The Glass Guru wasn't impressed with his findings either. He discovered that strut was being supported by about 1/4 of an inch of glass, and that, not fully wetted out when it was laid down. I'm not exactly sure how Tartan mounted the strut in the first place, but I am sure they should have talked to our Glass Guru before they built the boat.

The boat has also seen a small parade of the experts who work here drop by to take a look, including a boss or two. The consensus is unanimous; one good line snag wrapped hard around our drive shaft would likely have pulled the strut clean out of the hull. Kintala would have sunk within minutes.

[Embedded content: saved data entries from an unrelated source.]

PR #2107, opened 2020-02-11
Consistent period printing on Julia 1.5-DEV

omus:
Keeps printing behaviour the same on Julia 1.5-DEV as it currently exists. The change https://github.com/JuliaLang/julia/pull/34387 changes the 2-arg show to display the parser-friendly version.

### DIFF
--- a/src/abstractdataframe/show.jl
+++ b/src/abstractdataframe/show.jl
@@ -24,11 +24,23 @@ end
 Render a value to an IO object. Unlike
 `show`, render strings without surrounding quote marks.
 """
-ourshow(io::IO, x::Any) =
-    show(IOContext(io, :compact=>get(io, :compact, true), :typeinfo=>typeof(x)), x)
+function ourshow(io::IO, x::Any)
+    ctxt = IOContext(io, :compact=>get(io, :compact, true), :typeinfo=>typeof(x))
+    show(ctxt, "text/plain", x)
+end
+
 ourshow(io::IO, x::AbstractString) = escape_string(io, x, "")
 ourshow(io::IO, x::Symbol) = ourshow(io, string(x))
 ourshow(io::IO, x::Nothing) = nothing
+
+# AbstractChar: https://github.com/JuliaLang/julia/pull/34730 (1.5.0-DEV.261)
+# Irrational: https://github.com/JuliaLang/julia/pull/34741 (1.5.0-DEV.266)
+if VERSION < v"1.5.0-DEV.261" || VERSION < v"1.5.0-DEV.266"
+    function ourshow(io::IO, x::T) where T <: Union{AbstractChar, Irrational}
+        ctxt = IOContext(io, :compact=>get(io, :compact, true), :typeinfo=>typeof(x))
+        show(ctxt, x)
+    end
+end
 
 """Return compact string representation of type T"""
 function compacttype(T::Type, maxwidth::Int=8)
--- a/src/abstractdataframe/show.jl
+++ b/src/abstractdataframe/show.jl
@@ -25,8 +25,17 @@ Render a value to an IO object. Unlike
 `show`, render strings without surrounding quote marks.
 """
 function ourshow(io::IO, x::Any)
-    ctxt = IOContext(io, :compact=>get(io, :compact, true), :typeinfo=>typeof(x))
-    show(ctxt, "text/plain", x)
+    io = IOContext(io, :compact=>get(io, :compact, true), :typeinfo=>typeof(x))
+
+    # First try 3-arg show
+    sx = sprint(show, "text/plain", x, context=io)
+
+    # If the output contains line breaks, try 2-arg show instead.
+    if occursin('\n', sx)
+        sx = sprint(show, x, context=io)
+    end
+
+    print(io, sx)
 end
 
 ourshow(io::IO, x::AbstractString) = escape_string(io, x, "")
@@ -37,8 +46,8 @@ ourshow(io::IO, x::Nothing) = nothing
 # Irrational: https://github.com/JuliaLang/julia/pull/34741 (1.5.0-DEV.266)
 if VERSION < v"1.5.0-DEV.261" || VERSION < v"1.5.0-DEV.266"
     function ourshow(io::IO, x::T) where T <: Union{AbstractChar, Irrational}
-        ctxt = IOContext(io, :compact=>get(io, :compact, true), :typeinfo=>typeof(x))
-        show(ctxt, x)
+        io = IOContext(io, :compact=>get(io, :compact, true), :typeinfo=>typeof(x))
+        show(io, x)
     end
 end
 
--- a/src/abstractdataframe/show.jl
+++ b/src/abstractdataframe/show.jl
@@ -21,12 +21,14 @@ end
 """
     DataFrames.ourshow(io::IO, x::Any)
 
-Render a value to an IO object. Unlike
-`show`, render strings without surrounding quote marks.
+Render a value to an `IO` object compactly and omitting type information, by
+calling 3-argument `show`, or 2-argument `show` if the former contains line breaks.
+Unlike `show`, render strings without surrounding quote marks.
 """
 function ourshow(io::IO, x::Any)
     io = IOContext(io, :compact=>get(io, :compact, true), :typeinfo=>typeof(x))
 
+    # This mirrors the behavior of Base.print_matrix_row
     # First try 3-arg show
     sx = sprint(show, "text/plain", x, context=io)
 
--- a/test/runtests.jl
+++ b/test/runtests.jl
@@ -6,7 +6,7 @@ fatalerrors = length(ARGS) > 0 && ARGS[1] == "-f"
 quiet = length(ARGS) > 0 && ARGS[1] == "-q"
 anyerrors = false
 
-using Test, Random, DataFrames
+using DataFrames, Dates, Test, Random
 
 my_tests = ["utils.jl",
             "cat.jl",
--- a/test/show.jl
+++ b/test/show.jl
@@ -1,6 +1,6 @@
 module TestShow
 
-using DataFrames, Random, Test
+using DataFrames, Dates, Random, Test
 
 function capture_stdout(f::Function)
     oldstdout = stdout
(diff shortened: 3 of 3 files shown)


src/abstractdataframe/show.jl
```diff
@@ -24,9 +24,13 @@ end
...
 """
-ourshow(io::IO, x::Any) =
-    show(IOContext(io, :compact=>get(io, :compact, true), :typeinfo=>typeof(x)), x)
+function ourshow(io::IO, x::Any)
+    ctxt = IOContext(io, :compact=>get(io, :compact, true), :typeinfo=>typeof(x))
+    show(ctxt, "text/plain", x)
+end
+
 ourshow(io::IO, x::AbstractString) = escape_string(io, x, "")
+ourshow(io::IO, x::Char) = ourshow(io, repr(x))
```
omus: We can conditionally create this method based upon the Julia version once https://github.com/JuliaLang/julia/pull/34730 is merged.

bkamins: Maybe use `AbstractChar` as in relevant code in the PR for Base?

omus: Good thinking

omus:
Julia 1.5.0-DEV.242 without this PR (d2726d1ba):
```julia
julia> using DataFrames, Dates

julia> DataFrame(a = [Date(2020, 2, 11)], b = [DateTime(2020, 2, 11, 15)], c = [Day(1)])
1×3 DataFrame
│ Row │ a                  │ b                               │ c      │
│     │ Date               │ DateTime                        │ Day    │
├─────┼────────────────────┼─────────────────────────────────┼────────┤
│ 1   │ Date("2020-02-11") │ DateTime("2020-02-11T15:00:00") │ Day(1) │
```

Julia 1.5.0-DEV.242 with this PR:
```julia
julia> using DataFrames, Dates

julia> DataFrame(a = [Date(2020, 2, 11)], b = [DateTime(2020, 2, 11, 15)], c = [Day(1)])
1×3 DataFrame
│ Row │ a          │ b                   │ c     │
│     │ Date       │ DateTime            │ Day   │
├─────┼────────────┼─────────────────────┼───────┤
│ 1   │ 2020-02-11 │ 2020-02-11T15:00:00 │ 1 day │
```

src/abstractdataframe/show.jl
```diff
@@ -24,12 +24,20 @@ end
...
+    ctxt = IOContext(io, :compact=>get(io, :compact, true), :typeinfo=>typeof(x))
+    show(ctxt, "text/plain", x)
+end
+
 ourshow(io::IO, x::AbstractString) = escape_string(io, x, "")
 ourshow(io::IO, x::Symbol) = ourshow(io, string(x))
 ourshow(io::IO, x::Nothing) = nothing
 
+# https://github.com/JuliaLang/julia/pull/34730
+if VERSION < v"1.5.0-DEV.261"
```
bkamins: Just to be sure - I understand that the workaround is needed only for `AbstractChar`?

omus: I just double checked what was affected from the change in https://github.com/JuliaLang/julia/pull/34387 and `AbstractChar` and `Irrational` need work arounds. It's possible that other external types will also need changes.

We may want to add compact support for `Irrational` as well:

Currently with PR
```julia
julia> DataFrame(x = π)
1×1 DataFrame
│ Row │ x                      │
│     │ Irrational{:π}         │
├─────┼────────────────────────┤
│ 1   │ π = 3.1415926535897... │
```

Without PR:
```julia
julia> DataFrame(x = π)
1×1 DataFrame
│ Row │ x         │
│     │ Irration… │
├─────┼───────────┤
│ 1   │ π         │
```

omus: I'm fine with either option here. What are other's preferences?

bkamins: Maybe let us then also handle `Irrational` just to be less breaking (but probably this is not crucial). Other types - this is OK, let us just try to be consistent with Base.

Could you please add a test for `Char` and `Irrational` then (just as additional columns to the "dates" test)? Thank you.

omus: I separated the tests. If you still want me to add them to the dates test I can change it.

src/abstractdataframe/show.jl
```diff
@@ -24,12 +24,23 @@ end
...
+    ctxt = IOContext(io, :compact=>get(io, :compact, true), :typeinfo=>typeof(x))
+    show(ctxt, "text/plain", x)
+end
+
 ourshow(io::IO, x::AbstractString) = escape_string(io, x, "")
 ourshow(io::IO, x::Symbol) = ourshow(io, string(x))
 ourshow(io::IO, x::Nothing) = nothing
 
+# https://github.com/JuliaLang/julia/pull/34730
+# if VERSION < v"1.5.0-DEV.261"
```
omus: I'll update this to:
```julia
if VERSION < v"1.5.0-DEV.261" || VERSION < v"1.5.0-DEV.X"
```
Once https://github.com/JuliaLang/julia/pull/34741 is merged.

omus: Done

src/abstractdataframe/show.jl
```diff
@@ -24,12 +24,24 @@ end
...
+    show(ctxt, "text/plain", x)
+end
+
 ourshow(io::IO, x::AbstractString) = escape_string(io, x, "")
 ourshow(io::IO, x::Symbol) = ourshow(io, string(x))
 ourshow(io::IO, x::Nothing) = nothing
 
+# https://github.com/JuliaLang/julia/pull/34730
+# https://github.com/JuliaLang/julia/pull/34741
+if VERSION < v"1.5.0-DEV.261" || VERSION < v"1.5.0-DEV.266"
```
bkamins: just to understand - why this is not the same as simply `if VERSION < v"1.5.0-DEV.266"`?

omus: I just did it this way to record the changes to `AbstractChar` and `Irrational` occurred in different revisions. I can add a comment to make that more explicit or just drop that if it it seems unnecessary.

I may need to split this up further due to how `Irrational` works in Julia 1.0. Will post details

omus:
Something I missed is that Julia 1.0 - 1.1 before this PR displays π as:
```julia
1×1 DataFrame
│ Row │ a                      │
│     │ Irrational{:π}         │
├─────┼────────────────────────┤
│ 1   │ π = 3.1415926535897... │
```
where as Julia 1.2+ display:
```julia
1×1 DataFrame
│ Row │ a         │
│     │ Irration… │
├─────┼───────────┤
│ 1   │ π         │
```
I'll could either update the tests to reflect this variation or and a special case to `ourshow`. I guess I'll update `ourshow` to be consistent.

omus:
Looks like pre-1.2 that form of compact printing was unavailable. To avoid type piracy I'll just update the tests.

bkamins:
Thank you for working on this. I think what we have now is OK. As usual - even small PRs do not turn out to be as simple as expected.

src/abstractdataframe/show.jl
omus: I've added the comment. I can drop the `||` if you prefer still but I figured it doesn't really matter as this check only happens at compile time.

bkamins: Thank you. I have approved the PR. I am just waiting for @nalimilan to have a look at it and comment or merge.

src/abstractdataframe/show.jl
```diff
@@ -24,12 +24,24 @@ end
 Render a value to an IO object. Unlike
 `show`, render strings without surrounding quote marks.
 """
-ourshow(io::IO, x::Any) =
-    show(IOContext(io, :compact=>get(io, :compact, true), :typeinfo=>typeof(x)), x)
+function ourshow(io::IO, x::Any)
+    ctxt = IOContext(io, :compact=>get(io, :compact, true), :typeinfo=>typeof(x))
```
nalimilan: Thanks. Matrix printing in Base does something a bit more tricky (and which I find a bit ugly, but well...):
https://github.com/JuliaLang/julia/pull/34387/files#diff-6f3c3cea343e12203f3635ea6504d6b3R105
We should probably do the same.

test/show.jl
```diff
@@ -311,6 +314,33 @@ end
...
+    @test sprint(show, df) == """
+    1×3 DataFrame
+    │ Row │ a          │ b                   │ c     │
+    │     │ Date       │ DateTime            │ Day   │
+    ├─────┼────────────┼─────────────────────┼───────┤
+    │ 1   │ 2020-02-11 │ 2020-02-11T15:00:00 │ 1 day │"""
+
+    # Irrational
+    df = DataFrame(a = π)
+    if VERSION < v"1.2.0-DEV.276"
```
nalimilan: This doesn't looks like an acceptable result given how verbose is, and we still claim to support 1.0. It might be OK if that only affects `Rational` as it's unlikely to be stored in a data frame. But is there a risk that it affects other custom types (notably from packages, like Unitful.jl)?

test/runtests.jl
```diff
@@ -6,7 +6,7 @@ fatalerrors = length(ARGS) > 0 && ARGS[1] == "-f"
 quiet = length(ARGS) > 0 && ARGS[1] == "-q"
 anyerrors = false
 
-using Test, Random, DataFrames
+using DataFrames, Dates, Test, Random
```
nalimilan: Isn't this redundant with the next change?

omus: This is needed since `show.jl` runs the test inside a submodule `TestShow`. Without this the Date tests will fail with:
```
Test showing special types: Test Failed at /Users/omus/.julia/dev/DataFrames/test/show.jl:320
  Expression: sprint(show, df) == "1×3 DataFrame\n│ Row │ a          │ b                   │ c     │\n│     │ Date       │ DateTime            │ Day   │\n├─────┼────────────┼─────────────────────┼───────┤\n│ 1   │ 2020-02-11 │ 2020-02-11T15:00:00 │ 1 day │"
   Evaluated: "1×3 DataFrame\n│ Row │ a          │ b                   │ c      │\n│     │ Dates.Date │ Dates.DateTime      │ Dates… │\n├─────┼────────────┼─────────────────────┼────────┤\n│ 1   │ 2020-02-11 │ 2020-02-11T15:00:00 │ 1 day  │" == "1×3 DataFrame\n│ Row │ a          │ b                   │ c     │\n│     │ Date       │ DateTime            │ Day   │\n├─────┼────────────┼─────────────────────┼───────┤\n│ 1   │ 2020-02-11 │ 2020-02-11T15:00:00 │ 1 day │"
Stacktrace:
 [1] top-level scope at /Users/omus/.julia/dev/DataFrames/test/show.jl:320
 [2] top-level scope at /Users/omus/Development/Julia/1.3/usr/share/julia/stdlib/v1.3/Test/src/Test.jl:1107
 [3] top-level scope at /Users/omus/.julia/dev/DataFrames/test/show.jl:284
```

test/show.jl
omus: It should be noted that this is just mirroring how DataFrames and Julia already work. For example here is the behaviour of DataFrames v0.20.0 with various versions of Julia:

Julia 1.0.5
```julia
julia> using DataFrames; DataFrame(a = π)
1×1 DataFrame
│ Row │ a                      │
│     │ Irrational{:π}         │
├─────┼────────────────────────┤
│ 1   │ π = 3.1415926535897... │
```

Julia 1.1.1
```
julia> using DataFrames; DataFrame(a = π)
1×1 DataFrame
│ Row │ a                      │
│     │ Irrational{:π}         │
├─────┼────────────────────────┤
│ 1   │ π = 3.1415926535897... │
```

Julia 1.2.0
```julia
julia> using DataFrames; DataFrame(a = π)
1×1 DataFrame
│ Row │ a         │
│     │ Irration… │
├─────┼───────────┤
│ 1   │ π         │
```

Julia 1.3.1
```julia
julia> using DataFrames; DataFrame(a = π)
1×1 DataFrame
│ Row │ a         │
│     │ Irration… │
├─────┼───────────┤
│ 1   │ π         │
```

src/abstractdataframe/show.jl
omus: I've updated the code to use the same behaviour

test/show.jl
nalimilan: Ah OK. Clearly nobody cares or we would have got reports about it. :-)

omus:
Thank you. Feel free to merge/squash and merge when you're ready

bkamins:
Thank you!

Clearly we have been sailing on borrowed time, three years worth in fact. Parts of those years were spent sailing around the crab pots of the ICW, the Chesapeake Bay, and the western coast of Florida. More than once we brushed past a pot not seen until the last moment and, last year, made the night motor up the Chesapeake strewn with pots and drift nets. A mistake on deck could have put a line in the water while in the middle of the Gulf Stream or in the Atlantic between the Abaco Islands and Egg Key. It isn't hard to image how disastrous it could have been.

Were we lucky? Was that not our fate? Or did we just make the best decisions we could along the way, based on what we knew at the time, and working with the resources we had available? Things unfolded the way they did, uncharted and unpredictable. We ended up here, surrounded by people who have the knowledge and resources to get us up and going again, safer and better than we were. Things don't always work out that way, and then we make different decisions and use different resources. All of which turns us into the people that we are.

Which, in our case, is grateful members of the cruising tribe, hoping to be back “out there” soon.

1/3 of the flax seal was missing, turned to mush in the grease. It had also not been placed in the trough correctly so it had
merely squished between the plates and wasn't against the rudder post.

2 comments:

Greg Martin said...

Wow! Amazing story. Since I own T42 #29, I am curious to learn more about your strut situation. Just to be clear, this is the P-strut that holds up the prop shaft? Mine is bolted through the hull and I have always assumed that there was sufficient hull thickness to keep this in place. Do you think this is not the case?

Best regards,

Greg Martin
Serenity, T42 #29
Boston

Jeffrey Michals-Brown said...

What a great way for the system to fail: just enough to make you take notice, and right by the best help possible!